Provided by Almond Breeze
Categories Trusted Brands: Recipes and Tips Almond Breeze
Time 16m
Yield 10
Number Of Ingredients 8
Steps:
- In a medium bowl, mix all ingredients.
- In a non-stick skillet over medium-low heat, scoop 1/4 cup spoonfuls of batter into pan.
- Cook 3 to 4 minutes or until golden brown, then flip and cook an additional 1 to 2 minutes on the other side.
- Serve with fresh fruit & maple syrup.
Nutrition Facts : Calories 105.2 calories, Carbohydrate 8.1 g, Cholesterol 55.8 mg, Fat 4.8 g, Fiber 0.2 g, Protein 8.6 g, SaturatedFat 0.8 g, Sodium 111.1 mg, Sugar 2.6 g
Tips:
- To ensure light and fluffy pancakes, make sure to whisk the egg whites separately until stiff peaks form. This step incorporates air into the batter, resulting in a tender texture.
- For a crispy exterior and a soft, fluffy interior, cook the pancakes over medium heat. This allows them to cook evenly without burning.
- Use a non-stick pan or griddle to prevent the pancakes from sticking. If you don't have one, grease the pan lightly with butter or cooking spray.
- Pour the batter onto the hot pan or griddle in a circular motion, creating a thin layer. This will help the pancakes cook evenly and prevent them from becoming too thick.
- Cook the pancakes for 2-3 minutes per side, or until golden brown. Flip them carefully to avoid tearing.

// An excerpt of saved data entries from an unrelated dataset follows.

PR #885, opened 2026-02-28
Preparing next Version 1.7.9

afischerdev:
Added a new version for BRouter app, library and profiles, please see [changes](https://github.com/abrensch/brouter/pulls?q=is%3Apr+milestone%3A%22Version+1.7.9%22+is%3Aclosed).

PR #903, opened 2026-03-28
Improve round-trip routing quality

jonnybbb:
## Summary

Adds **round-trip (loop) route generation**: from a single start and a desired
loop size, the engine plans a closed loop back to the start. Introduces a greedy
routed-leg planner, an isochrone-derived candidate pool, a loop quality model
(geometry + road-character + corridor-overlap), and an AUTO strategy competition,
with extensive unit + integration coverage.

Inspired by the Dijkstra-based greedy cycle-route approach ("Efficient
Dijkstra-Based Greedy Algorithm for Cycle-Route Planning", CEUR-WS Vol-3885).

### Engine (`brouter-core/.../router`)
- **GreedyRoundTripPlanner** — iterative routed-leg construction: each step runs a
  real Dijkstra to a candidate waypoint, so legs follow roads, not beelines. Convex
  via placement (angular sweep + unimodal radius) and a heading-persistence term keep
  the loop shape clean.
- **Candidate providers** — IsochroneCandidateProvider (road-native candidates from
  a bounded isochrone expansion), GraphNative/Blended, plus experimental
  Desirability/Capsule providers (off by default), behind RoundTripCandidateProvider.
- **Quality model** — RoundTripQualityGate (STRUCTURAL-bad vs QUALITY-degraded),
  ReuseClassifier, LoopQualityMetrics, RouteChoiceScore, CandidateScorer,
  RoadCharacterScore (road-character appeal), CorridorOverlapIndex (parallel
  same-corridor detection).
- **RoutingEngine.doRoundTrip** — direction/sub-route sweeps + the **AUTO competition**
  (ISO_GREEDY → GREEDY → WAYPOINT → ISOCHRONE last-resort), scoring each, adopting best.
- **Lenient-by-default gate** — a rideable QUALITY-degraded loop is returned with a
  `Warning:` advisory; STRUCTURAL failures are always rejected. `roundTripStrictQuality=1`
  restores hard-reject of QUALITY failures.
- **Data-availability fast-fail** — checks `NodesCache.hasSegmentFor(start)` and fails
  fast with a clear "datafile … not found" instead of a confusing empty result.

### Shared routing code (general routing preserved)
This PR also touches a few core files, but **general (non-round-trip) routing is
behavior-preserving** — verified by method-level diff and pinned by tests:
- **OsmPath** anti-reuse refTrack penalty: the more precise edge-membership test
  (`OsmTrack.containsTraveledSegment`) is **gated behind round-trip mode** via
  `RoutingContext.roundTrip`; general `alternativeidx` routing keeps the historic
  both-endpoints `containsNode` test (pinned by
  `RoutingEngineTest.generalAlternativeRefTrackPenaltyIsHistoric` and, on real tiles,
  `AlternativeRefTrackMembershipTest`).
- **WaypointMatcher.start(...)** gains a trailing way-description arg, threaded through
  MicroCache2/DirectWeaver; consumed only by round-trip via-snapping and null-safe on
  the normal path.
- Additive/no-op for normal routing: `CheapRuler.getScaledBearing` (new),
  `NodesCache.hasSegmentFor` (pure read), `OsmTrack.containsTraveledSegment` + a 0-node
  read guard, `FormatGpx` null-guards for the round-trip merged-track output path.

### API / parameters (`engineMode=4`)
- `roundTripLength=<m>` — desired **total loop length** (precedence over radius; clamp 500 km).
- `roundTripDistance=<m>` — legacy **search radius** (≈ length/2π; clamp 200 km).
- `roundTripAlgorithm=` user tiers **fast** (→waypoint), **balanced** (→greedy, default),
  **quality** (→iso_greedy), plus `auto` (competition) and raw `waypoint|greedy|iso_greedy|isochrone`.
- `roundTripPoints`, `roundTripDirectionAdd`, `roundTripIsochrone=1`, `roundTripStrictQuality=1`,
  `roundTripSteerVias=1` (opt-in dense-area via-steering). Abusive length/radius values are
  clamped, not rejected.

### Tests
- **Unit** (`src/test`, ~41 classes): planner, providers, gate, classifier, metrics,
  param parsing, output, AUTO competition, convex-via geometry — fast, bundled Dreieich
  fixture, no network.
- **Integration** (`src/integrationTest`): real-segment loop-quality matrix with a Leaflet
  HTML report, golden-signature/gold-standard regression, weak-cell/nogo regressions,
  user-via, and a refTrack-membership proof — via a dedicated `integrationTest` task
  (3 GB heap/fork, on-demand tiles), excluded from the standard `build`.

### Docs
- `docs/features/roundtrips.md`.

## What's been tested

```bash
# Fast unit tests (no network; brouter-core:test builds the Dreieich fixture via map-creator)
./gradlew :brouter-core:test :brouter-mapaccess:test :brouter-util:test :brouter-server:test

# Full build + PMD + Checkstyle (does NOT run integrationTest)
./gradlew build

# Slow real-segment suites (downloads tiles on demand; the task IS the gate, no opt-in flag)
./gradlew :brouter-core:integrationTest
#   useful overrides:
#     -Dloop.segments.nodownload=true          # use only locally-present tiles
#     -Dloop.profiles=fastbike,gravel          # filter profiles
#     -Dloop.algorithms=greedy,iso_greedy      # filter algorithms
#     -Dgolden.tests=true -Dgolden.write=true  # recapture golden baselines
#     -Dgreedy.diagnostic=true                 # greedy planner diagnostics
```

🤖 Generated with [Claude Code](https://claude.com/claude-code)


afischerdev:
Thanks for your improvements.
After the new version #885 I'll start testing.

jonnybbb:
I am going to provide some actual use cases and test data

jonnybbb:
### Case 2: Mallorca East (dir=90°) — v1.7.8 fails, new succeeds

**v1.7.8**: :x: Routing error — eastward circle points from Vistalegre hit the coast / sparse rural roads, causing a routing failure. No GPX produced.

**New (this PR)**: :white_check_mark: 51.2 km loop, 276m ascend, 0.9% segment overlap. The route successfully navigates the eastern Mallorca countryside despite the proximity to the coast.

Another case where waypoint filtering prevents routing failures in geographically constrained areas (coastlines, islands).

**GPX files:**
- v1.7.8 baseline: _routing failed, no GPX_
- [New (this PR) — mallorca-east_new.gpx](https://gist.github.com/jonnybbb/7efad07d9d9c64b251a000433a37a5c3)

jonnybbb:
### Case 3: Basel West (dir=270°) — back-and-forth improvement

Both versions succeed here, making this a good apples-to-apples comparison of route quality.

| | v1.7.8 | New |
|---|---|---|
| Distance | 42.2 km | 47.1 km |
| Ascend | 268m | 292m |
| Segment overlap | **2.0%** | **1.9%** |

The new version produces a slightly longer, more complete loop while reducing segment overlap. The back-and-forth removal and micro-detour removal trim the retracing artifacts that v1.7.8 leaves in.

**GPX files:**
- [v1.7.8 baseline — basel-west_baseline.gpx](https://gist.github.com/jonnybbb/916b576e292a2f891b6c5ce3532905a4)
- [New (this PR) — basel-west_new.gpx](https://gist.github.com/jonnybbb/6103b48d69f6695747748f77c23a7ee7)

jonnybbb:
@afischerdev I am still testing out things - I will put the PR in ready for review once I am done with testing

afischerdev:
@jonnybbb 
> ready for review once I am done with testing

Fine, thanks for the update.

afischerdev:
Let's start a new dimension of round trips.
With some small remarks for now
- please use `gradlew build` before check in
- great that the available tests are not running in standard process - when running it took more than an hour for me
- the tests contain a reference to profile `mtb-zossebart`, this is not part of the repository, please remove the tests or use standard `mtb` profile
- during a first local test I found some voicehint entries that are not remove during process test2
- One info during process is 
  `greedy round trip: desired distance=50265m, searchRadius=8000m, direction=377`
  What does a direction of 377 mean? I see directions around 0 to 359.

I'll go on with the pre process to find the used way points.

You announced `Generated with Claude Code`. What does that mean to the project? 
- Is it royalty-free and free to use?
- do we have to publish the used prompts?

jonnybbb:
Thanks for the feedback already @afischerdev - I will look into it. I am keeping this still as draft as this is I am not considering this still too early for a proper review. But your feedback is very valuable - I will address it

**Regarding the usage of Claude Code:**

The "Generated with Claude Code" line is a transparency marker — it notes that AI assistance was used on a commit. It is not a license grant from Anthropic and not a claim on the code.

**Royalty-free and free to use?** Yes. Anthropic's Terms of Service assign all rights in outputs to the user: *"Customer … owns its Outputs."* The project's existing license applies as before — no royalties, no Anthropic-side restriction, nothing extra to accept downstream.

**Do we have to publish the prompts?** No. Neither Anthropic nor the trailer require prompt disclosure. The contributor is responsible for the code — meaning it was reviewed, can be explained, and meets the project's standards, same as any hand-written contribution.

The attribution is configurable, so if the project prefers a different convention we can adjust.

afischerdev:
Thanks for your changes
and for the explanations regarding Claude Code

- play back for start direction is fine
- unused voicehints are removed correctly
- tests for effects outside the round trip logic is ok - I missed that last time

I did some tests with shorter distance
```
lonlats=7.5878,47.5581&profile=fastbike&timode=4&roundTripDistance=1000&direction=0&roundTripDirectionAdd=0&roundTripAlgorithm=AUTO&exportWaypoints=1
```
this has no trip inside, only one point. `roundTripLength=5000` brings results

The found points are corrected, but are not included in the list of corrected points `exportCorrectedWaypoints=1`. This is not important for round trips, but could be helpful in the analysis here.

It seems when the round trip algorithm ISOCHRONE is used, the points are placed around the start point and the direction is not used.

Another region - coastal
The call with a direction = 0
```
lonlats=7.270,43.700&profile=hiking-mountain&timode=4&roundTripDistance=5000&direction=0&roundTripDirectionAdd=0&roundTripAlgorithm=AUTO&exportWaypoints=1
```
comes back with the timing (first the routing time, second the time over all)
```
execution time = 0.942 seconds
round trip execution time = 1.851 seconds
```
With a direction of 180 degree
```
execution time = 0.916 seconds
round trip execution time = 21.678 seconds
```

jonnybbb:
Thanks @afischerdev

> this has no trip inside, only one point. roundTripLength=5000 brings results.

We should probably throw an exception here if no length has been specified- WDYT?

Regarding the ISOCHRONE  algorithm - it doesn't yet really bring much benefit. I am investigating.

I will also include your other recommendations.

afischerdev:
> We should probably throw an exception here if no length has been specified- WDYT?

Or perhaps don't be so strict about removing nodes. If, after a reduction, only a single point remains, then the last segment still applies. Or something along those lines. If, for example, you are in the desert and have only one road, then you simply walk back and forth for a while.

I think it is better to come back with something then with nothing.

afischerdev:
Thanks for your updates.
I'm sorry, this build was not finished. Please see the [action results](https://github.com/abrensch/brouter/actions/runs/26631844289/job/78513117632?pr=903)

afischerdev:
Thanks for the update, compiling works now.
But ...
The example above
```
lonlats=7.270,43.700&profile=hiking-mountain&timode=4&roundTripDistance=5000&direction=180&roundTripDirectionAdd=0&roundTripAlgorithm=AUTO&exportWaypoints=1
```
works now in a faster way. But as you see in the timode I would expect voicehint entries. The list is empty. And this is not allowed and will not be intercepted by the format routines.

afischerdev:
>  in VoiceHintList.java Line 31
>  public void assertNonEmptyIfRequested(int trackNodeCount) {

Please do not throw exceptions in this way. No one ever needs that.

The challenge is to have always voicehints.

This [sample](https://brouter.de/brouter-web/#map=17/49.99634/8.70560/standard&lonlats=8.703207,49.996749;8.702445,49.99641) should work without voicehints and exceptions.

afischerdev:
This runs better for round trips. But my trips have lots of voicehints.
The simple sample above doesn't run. May be it is enough to remove the `assertNonEmptyIfRequested `and the calls for it.

afischerdev:
Now the 'normal' requests run as usually.
But the problems with the roundtrips are back.
```
AUTO: failed to write adopted track: java.lang.NullPointerException: Cannot invoke "java.util.List.get(int)" because "t.messageList" is null
```
Please do some real tests before checking in your source. 
Or design a test that is not ignored e.g. in Dreieich with a mini roundtrip.

jonnybbb:
Thanks for taking another look - and sorry for this oversight. I am still testing this feature, which is why the PR is in draft, and I am pushing to my remote branch just to have it available not only locally. I will make sure to create proper automated test cases.
Your feedback is super useful, and I need it to get this done. At the same time, I don't waste your time on unfinished stuff. I will ping you when you can take another look - does this work for you?

afischerdev:
> I will ping you when you can take another look - does this work for you?

Yes, that would be great.
Please keep in mind:
my test routine is always: generate a new lib and use it
First against a collection of old featues

`!!! adding new feature means not to remove old ones`

Second the new features against the description

jonnybbb:
The commits are quite hard to review and confusing - @afischerdev would you prefer a new PR with less and better sliced commits or should  I rebase this PR and force push or keep as is?

afischerdev:
> The commits are quite hard to review and confusing - @afischerdev would you prefer a new PR with less and better sliced commits or should I rebase this PR and force push or keep as is?

I'm not able to review at the moment.

But when you signal a review ready situation, I will download the complete repository and start with this status offline.
So, I think you could leave it as it is.

afischerdev:
@jonnybbb 
I'm back, so we could start a new test.

jonnybbb:
The PR ended quite big ...   I cleaned up the commits. Hope this makes reviewing easier. I appreciate your feedback. 
I have attached a full integration test loop results as html report for an easy to eyeball generated loop review.
[loop-reports.zip](https://github.com/user-attachments/files/29270314/loop-reports.zip)

jonnybbb:
@afischerdev, I think the PR is now ready to review

afischerdev:
@jonnybbb 
thanks for the info.
But please before adding commits, please run locally the command `gradlew build` to see if it works.
If an AI generates your commits, please add this to the prompts.

afischerdev:
@jonnybbb 
Thanks, fine, this one works.

afischerdev:
@jonnybbb 
My tests are complete - for now.
All I found were good results, generated in an acceptable amount of time.
It would be great for me if this PR were finalized and incorporated into the planned new version of the app #940.

What I’m not so keen on is the effort required for the extended round-trip feature.
The library has grown from 338K to 512K (read-only version) for what feels like a minor feature (generating helper points for a round trip), and quite a few classes have been added for this purpose. It isn't clear to me whether all of this is actually necessary to achieve the primary goal. This implies a need to familiarize myself with the new routines, which will take time.

However, those are optimizations that can be addressed later. In my opinion, it is definitely ready for use.

afischerdev:
@jonnybbb 
Thanks for removing some of the classes.
Could you do me a more optical favor? The embedded classes FrontierAxis and IsoAsymmetryBias in RoutingEngine should be moved to the outer scope.

jonnybbb:
@afischerdev Done — FrontierAxis and IsoAsymmetryBias are now top-level classes in btools.router (commit b3ae4e39). Pure mechanical move: same package-private visibility, fields and constructors unchanged; only the class javadoc and the test references were adjusted. Heads-up on what else landed on the branch since your review: two small, measured quality fixes for the loop planner (eb3336f1, 74d9bf2f). The first ensures the routed candidate comparison always sees at least one per-step graph-native candidate (a ranking bias let estimated legs crowd out exactly-known ones); the second replaces the global return-distance guess with per-sector values derived from the isochrone expansion the plan already runs — zero extra searches. Both are always-on code paths: no new request parameters, no system properties, no experimental switches. Full gradlew build plus the 915-case integration suite were green before each push, and the golden signatures were re-captured in-branch.

I will create a follow-up PR that further improves the `ISO_GREEDY` algorithm and better includes the `GREEDY` algorithm.

afischerdev:
@jonnybbb 
Thanks for the cleaning. Great.
My tests are mainly equal to the last version. Only here I have a different (blue = old, red = new lib):
```
lonlats=9.407899,52.270317&engineMode=4&profile=hiking-mountain&format=gpx&timode=4&profile:consider_forest=1&exportWaypoints=1
lonlats=9.551749,52.261752&engineMode=4&profile=hiking-mountain&format=gpx&timode=4&profile:consider_forest=1&exportWaypoints=1
```
testrt
testrt2
But it is not important and does not need to be changed. I only want to inform.


### An other topic:
I plan the docs e.g. aidl:
```
    //  extra round trip parameter
    //  "roundTripDistance" = distance to the round trip points (default 1500)
->  //  "roundTripLength"   = length for the round trip in meters, no default, roundTripDistance is used
-x  //  "roundTripPoints"   = number of used points (default 5)
```
Only the trip length goes out as new parameter.
Others like `roundTripAlgorithm`, `roundTripStrictQuality`, `explicitViaDensify` or similar are not needed for a client to start a round trip calculaltion. `roundTripPoints` isn't needed either.

What do you think?

jonnybbb:
@afischerdev Thanks for testing again! I checked both requests against the old and new libraries.

Because these requests have no fixed `direction`, a single screenshot comparison is noisy. `consider_forest=1` only biases the random start direction; it does not make it reproducible. I ran each request 6 times per library.

Result:

- (9.5517, 52.2618): no real library change. Both libraries return the identical 8759m loop as their usual result (old: 5 of 6 runs, new: 6 of 6). The one remaining old-lib run produced a 9565m variant — that is the random start direction at work, and that is also the difference your screenshot caught.
- (9.4079, 52.2703): real branch change, but acceptable: 9195m -> 7862m, road reuse 3.8% -> 0.8%, no self-crossings, quality score almost unchanged (~0.02 difference). Verified with a pinned `direction`: this change is deterministic, not the random draw. I would leave it as-is.

Using `direction=<angle>`, the loop should be reproducible. If clients want another reproducible loop, use `alternativeidx=<n>` as the round-trip variety seed (`0` = default loop, other values = deterministic variants). So the stable client pattern is: fixed `direction` + chosen `alternativeidx`.

### AIDL docs

I agree with your minimal set, with one addition.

- Serve the pancakes immediately with your favorite toppings, such as honey syrup, butter, fresh fruit, or whipped cream.
Conclusion:
These almond pancakes with honey syrup are a delicious and easy-to-make breakfast or brunch recipe. They are light and fluffy, with a crispy exterior and a soft, fluffy interior. The honey syrup adds a touch of sweetness and richness that perfectly complements the almond flavor of the pancakes. Whether you're serving them to your family or guests, these pancakes are sure to be a hit.